Улыбаясь, Надежда Сергеевна сказала: — Как жаль, что Федя не кончил своего обвинительного акта. Из него вышел бы, право, недурной прокурор…
— Что это было? — заметно волнуясь, спросил у жены Палицын.
— Прошу извинить, господа. Это неловкость моя, я заслушалась, — все так же улыбаясь, сказала она. — Ну, Федя, мы ждем. Продолжайте.
Феди, однако, уж не было.
Никто не знал, что дальше сказать. Прислуга поднимала осколки разбитого блюдечка.
— Господа! — вдруг прозвучал очень тонкий, напряженно высокий голос приват-доцента в золотом пенсне. — Господа, приступимте к делу! Довольно слов! Каждый из нас человек уже взрослый и знает, что делает. Конечно, в слишком юные годы возможны всякие увлечения, особенно в наше нервное время, но от нас страна ждет дела прежде всего. И я предлагаю вернуться к прерванному порядку дня. Мы еще не составили списка тех пунктов в губернии, где можно рассчитывать на организацию наших кружков. Я полагал бы просить Николая Платоновича привлечь к этому делу и сельских священников, достаточно просвещенных и демократически настроенных, и теперь же сообщить Ивану Емельяновичу их адреса. Еще раз повторю: пора приступить и к делу, господа! Словами много не сделаешь.
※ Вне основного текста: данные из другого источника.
PR #3948, opened 2025-02-03
Updated source DAG with fallback demo GeoContext

### LINKED ISSUE #3792: Backend: Update source DAG with fallback demo     GeoContext

JDemlow:
# Description and Motivation
Closes #3792

## Has this been tested? How?

Yes. Using pytest

Screenshot (136)

## Types of changes

(leave all that apply)

- Refactor / chore

### DIFF
--- a/airflow/dags/geo_context.py
+++ b/airflow/dags/geo_context.py
@@ -26,7 +26,10 @@ geo_context_pop_bq_operator = util.create_bq_ingest_operator(
     "geo_context_to_bq", geo_context_bq_payload, data_ingestion_dag
 )
 
-geo_context_exporter_payload = {"dataset_name": _GEO_CONTEXT_DATASET_NAME}
+geo_context_exporter_payload = {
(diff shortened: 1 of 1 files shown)


benhammondmusic:
Thanks!! Sorry, I should have caught this when I was auto-generating the issues, but `geo_context` is a weird data source in that the tables are already only by `all` (not race, age, or sex). Since it's already exporting only ALL tables, we actually don't need this one to have a special ALL export step (so I sohuldn't have let this issue stay up). you did it perfectly though!

Screenshot 2025-02-03 at 4 49 34 PM

benhammondmusic:
Thanks!! Sorry, I should have caught this when I was auto-generating the issues, but `geo_context` is a weird data source in that the tables are already only by `all` (not race, age, or sex). Since it's already exporting only ALL tables, we actually don't need this one to have a special ALL export step (so I sohuldn't have let this issue stay up). you did it perfectly though!

Screenshot 2025-02-03 at 4 49 34 PM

Мы уже вышли из возраста слов.
И он энергично поправил пенсне.
Все оживились, найдя исход, а Иван Емельянович вынул даже записную книжку, чтобы записать адреса.
— Условно… Условными знаками… Не беспокойтесь, никто не поймет, — успокоительно шептал он соседу, — шифр очень редкий…
— То-то… в случае чего… — отозвался тот.
Надежда Сергеевна улыбалась едва заметно, но не скрывая спокойной насмешки.
Глеб встал и вышел в другую комнату, вслед за Федей. Кажется, только она одна и заметила этот уход.
Заметил бы еще и Николай Платонович, да был чрезмерно смущен всем происшедшим.
XXI
Федя полулежал на диване, уткнув голову глубоко в подушки. И все еще вздрагивали его худенькие плечи. Как и брат, был он невысокого роста, да к тому же еще очень худ, и оттого выглядел вовсе мальчиком.
В комнате было полутемно. Голоса, как и свет, доносились из столовой неясно. Глеб рад был уйти от этих больших людей. Интерес его был сразу насыщен. А к мальчику тянула острая волна сочувствия и близости. Он, однако, ничего ему не сказал и сел тихо в кресло возле дивана.